Every line from the one with "import SearchResult from" to the one with "muffinresearch: Aren't they", including those two, is to be copied exactly; all other lines of the entries below are left out.

### MATERIAL PROVIDED
--------

Issue #4372, opened 2018-02-13
Pass specific src params to details page links


devaneymoz:
It appears the new AMO front-end isn’t passing tracking parameters as it did in the old site. 

In the old site, for example, when you’d click to an individual add-on’s detail page from within the “Featured Extensions” promo module, its passing URL included “src=hp-dl-featured”. With the new front-end, there is no URL change in the path. 

Perhaps the tracking params are hidden? Or are we not tracking discovery flow as we did with the old AMO? 

Perhaps there are more (ideas welcome!), but here are the critical source values we should track: 

Collections (src=collection)

Homepage hero area (src=hp-dl-promo)

Featured (src=featured)

Search (src=search)

Filtered groups
- Popular (src=mostpopular)
- Top-rated (src=rating)
- Recently added (src=created)
- Trending (src=hotness)

jvillalobos:
Flagging this as P2, since it has a negative effect on statistics tracking for developers and us.

diox:
Looks like a dupe of https://github.com/mozilla/addons-frontend/issues/4270 which is already a p2.

jvillalobos:
Closing as a dupe.

muffinresearch:
I don't think this is a dupe. #4270 is about allowing the src parameter in the url to be passed down to the install link, however this is about providing the src parameters to the details page links. I don't see them present if you go to the homepage for example and click through to the details page for an add-on in a collection.

muffinresearch:
As mentioned in the OP fixing this requires passing the relevant src params in the details page links.

kumar303:
What source should we use when linking to add-ons from the new *Re-imagine search* card on the home page?

<img width="850" alt="screenshot 2018-02-26 16 41 06" src="https://user-images.githubusercontent.com/55398/36699933-df29a804-1b13-11e8-995e-3cdc9fcbb5cf.png">

kumar303:
Here are all the home page curated shelves for which I don't see sources. Should I leave the source blank for now?

* Re-imagine search
* Privacy tools
* Dynamic media downloaders

kumar303:
One other question that came up while working on this: should we use `src=collection` for add-ons in the *home page* collections? The fix I added only adds it for when you're on any collection detail page.

AlexandraMoga:
Verified  this on stage and here are my observations:
- **Working**
 `src=collection` -  param sent when accessing an add-on details page from "Customize the way Firefox works..." collections shelf or from a user's collection
[...]

PR #4463, opened 2018-02-26
Use add-on install source links like the old site

kumar303:
Fixes https://github.com/mozilla/addons-frontend/issues/4372 by adding the old add-on install source links. The issue specifies some old home page shelves that we aren't using anymore so I've asked about what to do there. I will file a follow-up issue for that if necessary.

### DIFF
--- a/src/amo/components/AddonsCard/index.js
+++ b/src/amo/components/AddonsCard/index.js
@@ -1,36 +1,46 @@
+/* @flow */
+/* eslint-disable react/sort-comp */
 import makeClassName from 'classnames';
-import PropTypes from 'prop-types';
 import * as React from 'react';
 
 import SearchResult from 'amo/components/SearchResult';
 import CardList from 'ui/components/CardList';
+import type { AddonType } from 'core/types/addons';
 
 import './styles.scss';
 
 
-export default class AddonsCard extends React.Component {
-  static propTypes = {
-    addons: PropTypes.array.isRequired,
-    children: PropTypes.node,
-    className: PropTypes.string,
-    loading: PropTypes.bool,
-    // When loading, this is the number of placeholders
-    // that will be rendered.
-    placeholderCount: PropTypes.number,
-    type: PropTypes.string,
-    showMetadata: PropTypes.bool,
-    showSummary: PropTypes.bool,
-  }
+type Props = {|
+  addonInstallSource?: string,
+  addons?: Array<AddonType> | null,
+  children?: React.Node,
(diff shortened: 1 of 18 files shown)


src/amo/components/AddonsCard/index.js
```diff
@@ -63,10 +74,13 @@ export default class AddonsCard extends React.Component {
       }
     }
 
+    const allClassNames = makeClassName('AddonsCard', className, {
+      'AddonsCard--horizontal': type === 'horizontal',
+    });
     return (
       <CardList
         {...otherProps}
-        className={makeClassName('AddonsCard', `AddonsCard--${type}`, className)}
```
kumar303: The old component was adding `AddonsCard--link` by default but I can't find any references to that class anywhere. I think it had bitrotted. The only one in use appears to be `AddonsCard--horizontal`.

src/amo/components/SearchResult/index.js
```diff
@@ -1,27 +1,32 @@
+/* @flow */
+/* eslint-disable react/sort-comp */
```
muffinresearch: Does this rule need to be added to our general lint rules, I notice it being used a couple of times?

src/amo/components/Home/index.js
```diff
@@ -220,6 +221,7 @@ export class HomeBase extends React.Component {
         />
 
         <LandingAddonsCard
+          addonInstallSource="mostpopular"
```
muffinresearch: I wonder if these strings should be constants?

src/amo/components/SearchResult/index.js
kumar303: Heh, maybe. It has bugs triggered by Flow otherwise I suppose it works. I would be fine to remove it completely. I've never found it helpful.

src/amo/components/Home/index.js
kumar303: What would that buy us? I could do it but I'm not sure how helpful it would be.

muffinresearch: Aren't they used in multiple places?

kumar303: No, each one is only configured in a single place. I suppose in the future we might put some in multiple places.

muffinresearch: If it's not used in multiple places it's less useful, but if it ever was it might be nice to validate these are one of a list of valid sources.

muffinresearch:
:shipit:

Issue #4284, opened 2018-01-31
Add new routes for user profile and edit user profile pages


tofumatt:
We'll need new routes in nginx to route user profile and edit profile requests to the front-end, but that's dependant on other code landing, so filing this for now so we don't forget 😄 

- [x] User Profile: `/user/:username/` (Depends on #4283, ready)
- [x] User Profile Edit: `/user/:username/edit`
- [x] User Profile Edit: `/users/edit`

tofumatt:
`/user/:username/` is now ready and should be enabled **on `-dev` only** for now 😄

bqbn:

--------

### SOLUTION FOR THIS TASK
 import SearchResult from 'amo/components/SearchResult';
 import CardList from 'ui/components/CardList';
+import type { AddonType } from 'core/types/addons';
 
 import './styles.scss';
 
 
-export default class AddonsCard extends React.Component {
-  static propTypes = {
-    addons: PropTypes.array.isRequired,
-    children: PropTypes.node,
-    className: PropTypes.string,
-    loading: PropTypes.bool,
-    // When loading, this is the number of placeholders
-    // that will be rendered.
-    placeholderCount: PropTypes.number,
-    type: PropTypes.string,
-    showMetadata: PropTypes.bool,
-    showSummary: PropTypes.bool,
-  }
+type Props = {|
+  addonInstallSource?: string,
+  addons?: Array<AddonType> | null,
+  children?: React.Node,
(diff shortened: 1 of 18 files shown)


src/amo/components/AddonsCard/index.js
```diff
@@ -63,10 +74,13 @@ export default class AddonsCard extends React.Component {
       }
     }
 
+    const allClassNames = makeClassName('AddonsCard', className, {
+      'AddonsCard--horizontal': type === 'horizontal',
+    });
     return (
       <CardList
         {...otherProps}
-        className={makeClassName('AddonsCard', `AddonsCard--${type}`, className)}
```
kumar303: The old component was adding `AddonsCard--link` by default but I can't find any references to that class anywhere. I think it had bitrotted. The only one in use appears to be `AddonsCard--horizontal`.

src/amo/components/SearchResult/index.js
```diff
@@ -1,27 +1,32 @@
+/* @flow */
+/* eslint-disable react/sort-comp */
```
muffinresearch: Does this rule need to be added to our general lint rules, I notice it being used a couple of times?

src/amo/components/Home/index.js
```diff
@@ -220,6 +221,7 @@ export class HomeBase extends React.Component {
         />
 
         <LandingAddonsCard
+          addonInstallSource="mostpopular"
```
muffinresearch: I wonder if these strings should be constants?

src/amo/components/SearchResult/index.js
kumar303: Heh, maybe. It has bugs triggered by Flow otherwise I suppose it works. I would be fine to remove it completely. I've never found it helpful.

src/amo/components/Home/index.js
kumar303: What would that buy us? I could do it but I'm not sure how helpful it would be.

muffinresearch: Aren't they used in multiple places?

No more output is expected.